▶ **EXERCISE REQUIREMENTS**
Which lines of the entries below contain the string "exclude"? Copy each one.

>>>>>

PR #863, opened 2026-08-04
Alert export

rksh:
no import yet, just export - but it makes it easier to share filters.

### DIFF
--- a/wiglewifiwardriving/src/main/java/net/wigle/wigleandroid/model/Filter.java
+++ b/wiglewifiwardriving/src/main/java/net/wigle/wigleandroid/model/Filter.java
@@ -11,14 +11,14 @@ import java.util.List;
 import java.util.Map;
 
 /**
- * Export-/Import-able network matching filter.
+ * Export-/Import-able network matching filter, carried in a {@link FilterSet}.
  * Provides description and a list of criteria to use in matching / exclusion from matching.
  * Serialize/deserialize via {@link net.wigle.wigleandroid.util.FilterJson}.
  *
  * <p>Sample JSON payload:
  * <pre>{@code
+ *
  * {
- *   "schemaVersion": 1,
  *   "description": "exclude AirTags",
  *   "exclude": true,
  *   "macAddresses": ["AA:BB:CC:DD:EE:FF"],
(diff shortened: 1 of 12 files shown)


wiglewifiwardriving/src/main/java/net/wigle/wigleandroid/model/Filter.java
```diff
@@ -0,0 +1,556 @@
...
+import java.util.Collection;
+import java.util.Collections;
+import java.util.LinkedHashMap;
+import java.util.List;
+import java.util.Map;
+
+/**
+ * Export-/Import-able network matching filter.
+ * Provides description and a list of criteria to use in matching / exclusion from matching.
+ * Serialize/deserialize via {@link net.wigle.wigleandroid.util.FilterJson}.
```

<<<<<

▶ **SOLVED EXERCISE**
  *   "description": "exclude AirTags",
  *   "exclude": true,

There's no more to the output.